My betta, Norbert, is a ball of energy! He is always out and about, so much so that i used to panic when he slept! I have shrimp in the tank which bred, so when i count the babies, he comes up to me to say hello! He loves being talked to, as well, and used to come out of the water a bit when food was out of his reach (his food sometimes ended up on the two millimeters of water above a silk leaf in his tank, imagine my surprise to see him come nearly out of the water to get at it!)! Out of boredom, ive played music through headphones on his tank, he seems to dance, moving more than normal and in a beat. 

Betta fish are so much better pets than goldfish! They seem smarter and are much more interactive! I just wish people didn't keep them in bowls like they do. A spacious, filtered, and heated tank leads to much happier bettas!


----------



## PurpleJay (Jan 4, 2015)

Yes they are scaly big balls of hyper energy.

However I disagree with you saying that "betta fish are so much better pets than goldfish". I know you didn't mean to be rude by that statement (and perhaps I am rude myself for saying this) but I am completely offended by that. If you raise them well and raise them right, goldfish can have as much energy and be as interactive as betta fish. Maybe in your experience you didn't have much luck with goldfish but they are actually really fun to watch. My friend's goldfish doesn't look like much at first glance but there is a lot of personality and energy in that 6 inch body of his  He tends to try to eat anything that comes into his tank and knocks over plants. He is the funnest thing to watch!

Really as long as you tend to fish properly they can become more than just fish- a friend, almost. A scaly, quiet friend that you can always confide in.


----------



## betta fan21 (Jun 25, 2012)

Ah, yes! My apologies. I do know goldfish can be very good pets, i misspoke. I did mean to put that it was in my experience. I am no expert in fish, and do not intend to pose as one! Once again, my apologies. I am an insomniac, and have gone 72 hours without sleeping. I am honestly at the point of drunkenness,( it took me fifteen seconds to type that, thank goodness for autocorrect) and should probably get off the forums before i offend anyone else. Very nice to hear about that goldfish. And i agree!even A shrimp can be a rewarding companion! Once, i had a pet cricket who started chirping everytime i enter the room.


----------



## PurpleJay (Jan 4, 2015)

No problem! It's just the way that you said that kinda made me "whoa wut". All creatures can be great companions no matter how big or small. For example, I prefer small animals (like rodents and fish) over dogs while others may love dogs and resent rodents. It's all your decision.  (unless you have parents- then sorry)


----------



## LotsOfBubbles (Jan 31, 2015)

betta fan21 said:


> My betta, Norbert, is a ball of energy!
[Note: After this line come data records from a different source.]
PR #121, opened 2024-11-14
Remove component for all IRIs from IRIMappedIndex

b-gehrke:
Previously, `index_remove` and `index_take` removed only the components for the first IRI in a component from an `IRIMappedIndex` index.

### DIFF
--- a/src/ontology/iri_mapped.rs
+++ b/src/ontology/iri_mapped.rs
@@ -199,25 +199,17 @@ impl<A: ForIRI, AA: ForIndex<A>> OntologyIndex<A, AA> for IRIMappedIndex<A, AA> 
     }
 
     fn index_take(&mut self, cmp: &AnnotatedComponent<A>) -> Option<AnnotatedComponent<A>> {
-        let iris = self.aa_to_iris(cmp);
-        if !iris.is_empty() {
-            let iri = iris.iter().next();
-            if let Some(iri) = iri {
-                self.mut_set_for_iri(iri).take(cmp).map(|aax| aax.unwrap())
-            } else {
-                None
-            }
-        } else {
-            None
-        }
+        self.aa_to_iris(cmp).iter().fold(None, |val, iri| {
+            self.mut_set_for_iri(iri)
+                .take(cmp)
+                .map_or(val, |c| Some(c.unwrap()))
+        })
     }
 
     fn index_remove(&mut self, cmp: &AnnotatedComponent<A>) -> bool {
-        if let Some(iri) = self.aa_to_iris(cmp).iter().next() {
-            self.mut_set_for_iri(&iri.clone()).remove(cmp)
-        } else {
-            false
-        }
+        self.aa_to_iris(cmp).iter().fold(false, |val, iri| {
+            self.mut_set_for_iri(iri).remove(cmp) || val
+        })
     }
 }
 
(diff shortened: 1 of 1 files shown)


phillord:
Looks find to me. Can you squash the formatting changes ?

b-gehrke:
Sure, done.

phillord:
Feel free to merge to devel

src/ontology/iri_mapped.rs
```diff
@@ -199,25 +199,18 @@ impl<A: ForIRI, AA: ForIndex<A>> OntologyIndex<A, AA> for IRIMappedIndex<A, AA>
...
-            if let Some(iri) = iri {
-                self.mut_set_for_iri(iri).take(cmp).map(|aax| aax.unwrap())
-            } else {
-                None
-            }
-        } else {
-            None
-        }
+        self.aa_to_iris(cmp).iter().fold(None, |val, iri| {
+            self.mut_set_for_iri(&iri.clone())
```
filippodebortoli: `&iri.clone()` could be safely replaced with `iri` to avoid unnecessary memory allocation.

src/ontology/iri_mapped.rs
```diff
@@ -199,25 +199,18 @@ impl<A: ForIRI, AA: ForIndex<A>> OntologyIndex<A, AA> for IRIMappedIndex<A, AA>
...
     }
 
     fn index_remove(&mut self, cmp: &AnnotatedComponent<A>) -> bool {
-        if let Some(iri) = self.aa_to_iris(cmp).iter().next() {
-            self.mut_set_for_iri(&iri.clone()).remove(cmp)
-        } else {
-            false
-        }
+        self.aa_to_iris(cmp).iter().fold(false, |val, iri| {
+            self.mut_set_for_iri(&iri.clone()).remove(cmp) || val
```
filippodebortoli: `&iri.clone()` could be safely replaced with `iri` to avoid unnecessary memory allocation.

src/ontology/iri_mapped.rs
```diff
@@ -199,25 +199,18 @@ impl<A: ForIRI, AA: ForIndex<A>> OntologyIndex<A, AA> for IRIMappedIndex<A, AA>
...
-            } else {
-                None
-            }
-        } else {
-            None
-        }
+        self.aa_to_iris(cmp).iter().fold(None, |val, iri| {
+            self.mut_set_for_iri(&iri.clone())
+                .take(cmp)
+                .map(|c| c.unwrap())
```
filippodebortoli: Why not using `map_or()` instead of `.map().or()`?

filippodebortoli (approved):
The changes in control flow are OK, but there is some unnecessary cloning happening. I marked the lines where this could be avoided.

src/ontology/iri_mapped.rs
b-gehrke: For me it feels more natural than to wrap the return value in `Some`. Is it cleaner to write `.map_or(val, |c| Some(c.unwrap()))` instead?

filippodebortoli: Probably not, if you then have to wrap again. I will mark this line as resolved.

src/ontology/iri_mapped.rs
b-gehrke: Done

src/ontology/iri_mapped.rs
b-gehrke: Done

filippodebortoli (approved):

PR #122, opened 2024-11-21
Documentation for `ontology::iri_mapped`

filippodebortoli:
Adding missing documentation to this module.

- [ ] basic method documentation: functionality, panics, assumptions.
- [ ] usage examples for public methods.

### DIFF
--- a/src/ontology/iri_mapped.rs
+++ b/src/ontology/iri_mapped.rs
@@ -24,6 +24,31 @@ use super::set::SetIndex;
 
 use std::collections::HashSet;
 
+/// Implements an ontology index that stores for each IRI a set of annotated components in which this IRI occurs.
+///
+/// # Examples
+///
+/// The following snippet shows the effect of adding an axiom involving two IRIs to a new index.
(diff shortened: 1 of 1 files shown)


phillord:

He is always out and about, so much so that i used to panic when he slept! I have shrimp in the tank which bred, so when i count the babies, he comes up to me to say hello! He loves being talked to, as well, and used to come out of the water a bit when food was out of his reach (his food sometimes ended up on the two millimeters of water above a silk leaf in his tank, imagine my surprise to see him come nearly out of the water to get at it!)! Out of boredom, ive played music through headphones on his tank, he seems to dance, moving more than normal and in a beat.
> 
> Betta fish are so much better pets than goldfish! They seem smarter and are much more interactive! I just wish people didn't keep them in bowls like they do. A spacious, filtered, and heated tank leads to much happier bettas!


Is it possible he doesn't like the headphones? Afterall we are told not to tap on the glass and sound waves are pressure waves just like tapping.


----------



## LotsOfBubbles (Jan 31, 2015)

At last my post posted!

So I mean him dancing to the beat may be jumping as in_ 'Uh! Uh! Don't like that!'_


----------